I have absolutely no sympathy for the CC companies. They use every dirty trick in the book to get people tied up in debt and paying their usurious rates. Among the things that peeve me:

1) Obscene interest rates as high as 30%.
2) Over limit fees (hey, if there's a limit, why aren't you stopped from going over it?)
3) Cancelling promotional rates if a payment is a day late. Say you've run up 15K in charges or balance transfers at a promotional rate. If you're just one day late, they can impose their published rate that can go as high as 30%! I have no reason to believe that they would not post timely payments as late.
4) Arbitrary rate hikes. If your credit score goes down, they reserve the right to raise your rate! Even if you've paid your payments on time and have made no late payments on any other loans!
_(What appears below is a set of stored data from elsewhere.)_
PR #693, opened 2020-01-13
Sorting repo rules in macros by name

linzhp:
Developers working on the same repo may add external repos simultaneously. Appending new repos to the end often results in merge conflict. This PR sort repo rules by name to reduce the chance of conflict.

Note the it only sorts rules in macros by not in WORKSPACE, as the latter may have some repo rules that are better to keep at the top because of their importance, e.g., loading rules_go, gazelle, setting up go toolchain.

cc @blico

### DIFF
--- a/rule/rule.go
+++ b/rule/rule.go
@@ -369,14 +369,15 @@ func (f *File) Format() []byte {
 	return bzl.Format(f.File)
 }
 
-// Sort rules in the macro of this File. It doesn't sort the rules if
+// SortMacros sorts rules in the macro of this File. It doesn't sort the rules if
 // this File does not have a macro, e.g., WORKSPACE.
 // This method calls Sync internally.
-func (f *File) Sort() {
+func (f *File) SortMacro() {
 	f.Sync()
-	//TODO: sort load statements too
 	if f.function != nil {
 		sort.Stable(byName{f.Rules, f.function.stmt.Body})
+	} else {
+		panic(fmt.Sprintf("no macros found in %s", f.Path))
 	}
 }
 
--- a/rule/rule.go
+++ b/rule/rule.go
@@ -369,7 +369,7 @@ func (f *File) Format() []byte {
 	return bzl.Format(f.File)
 }
 
-// SortMacros sorts rules in the macro of this File. It doesn't sort the rules if
+// SortMacro sorts rules in the macro of this File. It doesn't sort the rules if
 // this File does not have a macro, e.g., WORKSPACE.
 // This method calls Sync internally.
 func (f *File) SortMacro() {
@@ -377,7 +377,7 @@ func (f *File) SortMacro() {
 	if f.function != nil {
 		sort.Stable(byName{f.Rules, f.function.stmt.Body})
 	} else {
-		panic(fmt.Sprintf("no macros found in %s", f.Path))
+		panic(fmt.Sprintf("%s: not loaded as macro file", f.Path))
 	}
 }
 
--- a/rule/rule.go
+++ b/rule/rule.go
@@ -781,8 +781,7 @@ func (r *Rule) Args() []bzl.Expr {
 }
 
 // Insert marks this statement for insertion at the end of the file. Multiple
-// statements will be inserted in the order Insert is called. Inserted rules
-// will be sorted together with other rules at File.Save()
+// statements will be inserted in the order Insert is called.
 func (r *Rule) Insert(f *File) {
 	var stmt []bzl.Expr
 	if f.function == nil {
--- a/rule/rule.go
+++ b/rule/rule.go
@@ -369,8 +369,11 @@ func (f *File) Format() []byte {
 	return bzl.Format(f.File)
 }
 
-// Sort rules in this File
+// Sort rules in the macro of this File. It doesn't sort the rules if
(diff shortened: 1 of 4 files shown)


rule/rule.go
```diff
@@ -750,15 +750,20 @@ func (r *Rule) Args() []bzl.Expr {
...
-	// TODO(jayconrod): should rules always be inserted at the end? Should there
-	// be some sort order?
 	var stmt []bzl.Expr
 	if f.function == nil {
 		stmt = f.File.Stmt
+		r.index = len(stmt)
 	} else {
 		stmt = f.function.stmt.Body
+		var i int
+		for i = range f.Rules {
```
jayconrod: `sort.Search` would be better than looping over the list.

This assumes the rules are sorted already though, right? I don't think they necessarily are.

Also what if the inserted rules aren't sorted? They're not required to be, in general.

linzhp:
Updated the PR according to https://github.com/bazelbuild/bazel-gazelle/issues/696#issuecomment-574290212, except:

1. `rule.File.Sort` does not call `Sync()`, but instead to have `Save()` to call `Sync()` before calling `Sort()`. I can also call `Sync()` in `Sort()` as suggested, and remove the `Sync()` call from `Save()`. Let me know which you like
2. This PR does not sort load statements. I can do it in a separate PR.

rule/rule.go
```diff
@@ -369,9 +369,18 @@ func (f *File) Format() []byte {
...
+	//TODO: sort load statements too
+	if f.function != nil {
+		sort.Stable(byName{f.Rules, f.function.stmt.Body})
+	}
+}
+
 // Save writes the build file to disk. This method calls Sync internally.
 func (f *File) Save(path string) error {
 	f.Sync()
+	f.Sort()
```
jayconrod, line 383: If `f.Sort()` is called unconditionally here, won't that sort `WORKSPACE` and `BUILD.bazel` files? I think only dependency macros should be sorted.

linzhp: `f.Sort()` is a no-op if `f.function == nil`

linzhp:
@jayconrod Any more feedback on this?

rule/rule.go
jayconrod: Ah, sorry, I missed that.

Based on the method signatures and documentation, this behavior seems surprising to me. I think that:

* `Sort` should work unconditionally.
* The caller in `update-repos.go` should be responsible for calling `Sort`. This package doesn't know whether it's appropriate to call `Sort`; it may be controlled by directives or something else later on.
* `Sort` should internally call `Sync` (and the doc should mention that). It's okay if `Sync` is called again later in `Save`.

linzhp:
Addressed comments. Please take another look

rule/rule.go
```diff
@@ -369,6 +369,17 @@ func (f *File) Format() []byte {
 	return bzl.Format(f.File)
 }
 
+// Sort rules in the macro of this File. It doesn't sort the rules if
+// this File does not have a macro, e.g., WORKSPACE.
+// This method calls Sync internally.
+func (f *File) Sort() {
+	f.Sync()
+	//TODO: sort load statements too
+	if f.function != nil {
```
jayconrod, line 378: I still think this condition should be removed. `update-repos.go` can check `f.DefName != ""` before deciding whether to call `Sort`.

linzhp: This method needs to use `f.function.stmt.Body`. If this condition is removed, what should it do if it is called with `function == nil`? Or should we assume the caller knows the precondition of this method?

jayconrod: I was going to suggest it should be able to sort targets in a regular build files... but that's probably more complicated than necessary, since it would need to handle load statements and other expressions.

I think my objection is that if I'm reading code that calls `Sort`, I'd really expect it to be able to sort targets in any file. The name gives no hint it's limited to macros.

Perhaps instead, this should be renamed to `SortMacro` to make the limitation more obvious, and it should panic if it's called on something that's not a macro file.

linzhp: yeah, let's limit the scope of this PR to macros. It's less clear whether we should sort other files

rule/rule.go
```diff
@@ -369,14 +369,15 @@ func (f *File) Format() []byte {
 	return bzl.Format(f.File)
 }
 
-// Sort rules in the macro of this File. It doesn't sort the rules if
+// SortMacros sorts rules in the macro of this File. It doesn't sort the rules if
```
jayconrod, line 372: Nit: `SortMacro`.

rule/rule.go
```diff
@@ -369,14 +369,15 @@ func (f *File) Format() []byte {
...
 // this File does not have a macro, e.g., WORKSPACE.
 // This method calls Sync internally.
-func (f *File) Sort() {
+func (f *File) SortMacro() {
 	f.Sync()
-	//TODO: sort load statements too
 	if f.function != nil {
 		sort.Stable(byName{f.Rules, f.function.stmt.Body})
+	} else {
+		panic(fmt.Sprintf("no macros found in %s", f.Path))
```
jayconrod, line 380: This message doesn't seem quite right: maybe instead `"%s: not loaded as macro file"`

Agreed that panicking is the right thing to do here.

They can still raise your rate just because you may have run up a high balance on another card. This makes it more difficult for the credit-challenged lender to pay off their balance. It does nothing to protect the CC company, since they've already extended the credit.
5) Fine print that can confuse or trick the less savvy. I.E. offering a 3% promotional rate for six months but charging a 3% transfer fee. This makes the actual rate 9%. Do the math!

Of course, the goal of these companies is to get people of limited means to run up big balances at 15 - 30% that they can't pay (and thus forcing them to borrow some more).

However, if your're smart, you can outfox them for ahwile, using balance transfers and taking advantages of miles and reward points.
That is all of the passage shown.